First things first: I know what I want Charlie and Matilda to call me. Mother F. I think it's beautiful and formal and just, well, perfect. I tried to convince Matt's mom to go by Grandmother F, but she declined. I guess she has no appreciation of true beauty.
Second things second: today has been an un-fun day with babies. And I don't want to be too complainy or anything (though I did pat myself on the back like 60 times for finally getting that IUD--no more of these creatures shall be entering our house), but geesh. Matt said it well when he told Charlie (who seems to be possessed by some demon or something lately), "I just love you so much, little boy. You know how much I love you? I love you so much that I still love you today, that's how much I love you." Anyway, it seemed like a fitting day to introduce you to one of the few new recipes we've made since little Matilda entered our lives.

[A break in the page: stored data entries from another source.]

Issue #351, opened 2026-03-23
fix(observe): extraction pipeline creates noise instead of deprecating dead knowledge


dug-21:
## Problem

The background extraction pipeline has two rules that generate low-value \`lesson-learned\` entries at scale, polluting the knowledge base with noise instead of actionable lessons.

### 1. \`DeadKnowledgeRule\` — self-replicating noise (~1,925 entries, 87% of all lesson-learned)

**File:** \`crates/unimatrix-observe/src/extraction/dead_knowledge.rs\`

Every 15-minute background tick, for every active entry with \`access_count > 0\` that wasn't seen in the last 5 sessions, the rule creates a new \`lesson-learned\` entry:

\`\`\`
Title: "Possible dead knowledge: {entry title}"
Content: "Entry '...' has N accesses but was not used in the last 5 sessions. Consider deprecating."
Category: lesson-learned
Topic: knowledge-management
\`\`\`

**The problem:** This is a maintenance action signal, not a lesson. The rule tells you to deprecate an entry but never actually deprecates it. With 2,802 active entries, 96 of these are created per tick. Dead-knowledge lesson entries themselves accumulate, become dead knowledge, and trigger more dead-knowledge lessons — a self-replicating noise loop.

**The fix:** Remove \`DeadKnowledgeRule\` from \`default_extraction_rules()\` and add deprecation logic to the background tick instead. When the rule detects dead knowledge, it should call \`store.deprecate(id)\` on the flagged entries — not insert new lesson entries. The effectiveness analysis in \`context_status\` already surfaces unmatched/settled entries, making the lesson-entry approach redundant.

### 2. \`RecurringFrictionRule\` — thin, session-UUID-filled entries (~114 entries)

**File:** \`crates/unimatrix-observe/src/extraction/recurring_friction.rs\`

When a detection rule fires in 3+ sessions, the rule creates:

\`\`\`
Title: "Recurring friction: {rule_name}"
Content: "Detection rule '{rule_name}' fired in N sessions: [uuid, uuid, uuid, ...]"
Category: lesson-learned
Topic: process-improvement
\`\`\`

**The problem:** The content is a raw list of session UUIDs — not actionable. There is no description of what the friction IS, no root cause, no remediation. The same friction type (e.g., \`permission_retries\`) generates a new entry every time the session count increases, with no duplicate check against existing entries.

**The fix:** Two options (implement both):
[...]

PR #368, opened 2026-03-24
fix(observe): widen dead-knowledge session window to prevent over-deprecation (#367)

### LINKED ISSUE #367: fix(observe): dead_knowledge_deprecation_pass window too narrow — over-deprecating valid entries
## Problem

The \`dead_knowledge_deprecation_pass()\` introduced in #351 is over-aggressively deprecating valid knowledge base entries.

**Root cause**: \`detect_dead_knowledge_candidates\` is called with \`window=5\` — any entry not accessed in the **last 5 sessions** is flagged as dead knowledge and deprecated. At 50 deprecations/tick every 15 minutes, this sweeps up valid ADRs, conventions, and patterns that are simply not accessed every session.

**Impact**:
- Deprecated count before #351 merge: **216**
- Deprecated count now: **911**
- Incorrectly deprecated by tick pass: **~495 entries**

The mismatch: \`DEAD_KNOWLEDGE_SESSION_THRESHOLD = 20\` (sessions fetched) vs \`window = 5\` (sessions that define "recently used"). An entry not touched in the last 5 sessions is deprecated even if it's a valid ADR accessed 6 sessions ago.

## Immediate Fix

Set \`DEAD_KNOWLEDGE_SESSION_THRESHOLD\` (and the \`window\` argument passed to \`detect_dead_knowledge_candidates\`) to **1000** to halt further incorrect deprecations while the restoration pass runs.

\`\`\`rust
// crates/unimatrix-server/src/background.rs
const DEAD_KNOWLEDGE_SESSION_THRESHOLD: usize = 1000;  // was 20

// call site — must match:
detect_dead_knowledge_candidates(&observations, &store_for_detection, 1000)  // was 5
\`\`\`

## Follow-on

After deploying the threshold change, run a restoration pass to reactivate all entries incorrectly deprecated by the tick pass since the #351 merge. Entries with topic=\`knowledge-management\` and tag=\`dead-knowledge\` (the old noise entries, deprecated by the one-shot migration) should remain deprecated. All others deprecated after the #351 merge should be restored to Active.

## Out of scope

- Re-evaluating the correct long-term threshold (separate issue once the knowledge base is restored)
- Changes to the one-shot migration or RecurringFrictionRule fixes (those are correct)

dug-21:
## Summary

- Sets `DEAD_KNOWLEDGE_SESSION_THRESHOLD` from `20` → `1000` in `background.rs` to halt over-deprecation of valid entries
- Passes `DEAD_KNOWLEDGE_SESSION_THRESHOLD` at the `detect_dead_knowledge_candidates` call site instead of the hardcoded `5`, eliminating the two-constant mismatch class

## Root Cause

`dead_knowledge_deprecation_pass()` fetched 20 sessions but used a hardcoded `window=5` to define "recently used" — any entry accessed in sessions 6–20 was flagged as dead and deprecated. At 50 deprecations/tick × 96 ticks/day, this silently swept valid ADRs and patterns. Impact: ~495 entries incorrectly deprecated since #351 merged.

## Deployment Note

This PR halts further incorrect deprecations. A separate restoration pass to recover the ~495 affected entries will be tracked in a follow-up issue.

## Test Plan

- [x] Full workspace unit tests: 1908 passed, 0 failed
- [x] No new clippy warnings (19 pre-existing in unimatrix-store, unaffected)
- [x] Existing `test_dead_knowledge_deprecation_pass_unit` updated to use `DEAD_KNOWLEDGE_SESSION_THRESHOLD + 1`
- [x] Gate 3 validation: PASS

Closes #367

### DIFF
--- a/product/features/bugfix-367/agents/bugfix-367-security-reviewer-report.md
+++ b/product/features/bugfix-367/agents/bugfix-367-security-reviewer-report.md
@@ -1,0 +1,76 @@
+# Security Review: bugfix-367-security-reviewer
+
+## Risk Level: low
+
+## Summary
+
+The diff consists of two constant changes and one test update in `background.rs`. No new logic, no new external inputs, no new SQL interpolation, no new dependencies. The primary security-relevant question is whether raising `DEAD_KNOWLEDGE_SESSION_THRESHOLD` from 20 to 1000 breaks the SQLite bind-parameter limit for the dynamic IN-clause in `fetch_recent_observations_for_dead_knowledge`. It does not: the bundled `libsqlite3-sys` compiles with `SQLITE_MAX_VARIABLE_NUMBER = 32766`, making a 1000-parameter IN-clause safe. All other OWASP concerns reviewed below are unchanged from the pre-fix state (not introduced by this diff).
+
+## Findings
+
+### Finding 1: Dynamic SQL IN-clause at 1000 bind parameters — within SQLite bundled limit
+- **Severity**: low (informational, not a defect)
+- **Location**: `crates/unimatrix-server/src/background.rs` lines 931–946 (`fetch_recent_observations_for_dead_knowledge`)
+- **Description**: `DEAD_KNOWLEDGE_SESSION_THRESHOLD` now controls both the `LIMIT ?1` in Step A (capped at 1000 session IDs) and the number of `?N` bind parameters in the Step B IN-clause. The session IDs returned by Step A are database-internal values (fetched from the `observations` table `session_id` column) and are never user-supplied strings — they are bound as parameterised values, not interpolated into the SQL text. This is not an injection vector.
+
+  The concern evaluated here is the SQLite bind-variable limit. The prior security review for bugfix-351 (finding 4) noted the IN-clause was bounded at 20 parameters and was safe against the common 999-parameter assumption. With this fix the bound rises to 1000. Verified: the bundled `libsqlite3-sys-0.30.1` compiles `sqlite3/sqlite3.c` with `#define SQLITE_MAX_VARIABLE_NUMBER 32766`. A 1000-parameter IN-clause is well within this limit.
+
+  No SQL injection surface exists. No limit violation.
+- **Recommendation**: None required. The bound is correct and safe. Optionally document the 32766 limit vs the 1000 constant in a comment near `DEAD_KNOWLEDGE_SESSION_THRESHOLD` for future maintainers.
+- **Blocking**: no
+
+### Finding 2: `extract_entry_ids` parses `response_snippet` from database rows — no injection surface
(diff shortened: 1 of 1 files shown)


dug-21 (commented):
## Security Review: bugfix-367

**Risk Level: low — no blocking findings**

### Scope

This review covers the three-line diff in `background.rs`: raising `DEAD_KNOWLEDGE_SESSION_THRESHOLD` from 20 to 1000, passing that constant to `detect_dead_knowledge_candidates` instead of the previous hardcoded `5`, and the corresponding test update.

### OWASP Assessment

| Concern | Status | Notes |
|---------|--------|-------|
| SQL injection | clear | Session IDs in the dynamic IN-clause are database-internal values fetched via parameterised query (Step A), then bound as `?N` parameters in Step B. No user-controlled input is interpolated into SQL text. |
| Bind-parameter limit | clear | The bundled `libsqlite3-sys-0.30.1` compiles sqlite3 with `SQLITE_MAX_VARIABLE_NUMBER = 32766`. A 1000-parameter IN-clause is well within this limit. (The prior review for bugfix-351 noted the 999-parameter assumption from older/system SQLite; that assumption does not apply to the bundled build.) |
| Access control | clear | No trust boundary changes. The deprecation pass runs server-side under the maintenance tick; no external inputs gate entry into this path. |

I can't remember when we first made this, but I do remember that it was an equally un-fun day with two babies and it was before my doctor had so generously prescribed me a healthy dose of anti-depressants. By the end of the day, I was fried. Exhausted and cranky, I was wishing for a month-long getaway with just me and my furry firstborn. And I was so miserable that I didn't even want to eat*, but Matt was all, "What are we going to have for dinner?" and
blah blah I have to eat something and here's this recipe for something that's delicious and also buttloads of work to make. And I didn't even want to eat anyway! And I got really pissed about basically everything in the whole world, and Matt was wanting us to cook dinner and I kind of hated him for it.**
So I went into the kitchen to try to escape from all of the other humans in my house and I felt like I had to make something, and I did things like slam the cutting board on the counter and close cabinet doors too loudly, just so that Matt could know how mad I was. And in the end, I created this, mostly because it allowed me to get rid of some of my aggression and also because it was pretty simple. And then Matt did most of the cooking part while I pouted on the couch with the dog, and when it was done he brought me a plate. We started eating it and were both kind of surprised that something that was made with such contempt could be so tasty! And Matt goes, "Wow, this angry chicken is really good!"
And angry chicken was born. It's not fancy or extraordinary, but it's simple and good and relatively good for you.
Mother F's Angry Chicken
Note: Part of what makes the panko stick is squeezing the shit out of the chicken strips with handfuls of panko. It's gross because raw chicken is gross, but it also feels kind of good and crunchy and you can pretend it's something you hate. Maybe make this on a day you're frustrated or angry?
Ingredients
1-1 1/2 cups of panko
2-3 chicken breasts
1 teaspoon crushed red pepper
1 teaspoon kosher salt
1 teaspoon freshly ground black pepper
olive oil
In a bowl, mix together the panko, salt, pepper, and crushed red pepper. Preheat the oven to 450. Cut the chicken into thin strips and toss in the panko. Then squeeze the shit out of the chicken with the panko in your hand, giving each strip a relatively thick coat of panko.
In a large oven-safe skillet, heat up a few glugs of olive oil and cook the chicken in the pan. Cook for 3-4 minutes on one side, enough to brown the panko, and then flip it, cook it for a couple minutes and then put the skillet in the oven until you feel like the chicken's done. Probably 10 minutes or so, but this will vary depending on the thickness of your chicken.
Serve with some sauce. Honey mustard, BBQ, ketchup, whatevs.
*Funny thing about me, actually. When I'm unhappy, I do not eat or get terribly hungry. I think that my current size is a testament to having had a happy 32 years.
**Also, I'm totally misrepresenting Matt here. He was being patient and wonderful and everything, but I hated the whole world on this particular evening and he was the one I blamed for our current state of affairs. Also, I'm the crazy one in this relationship.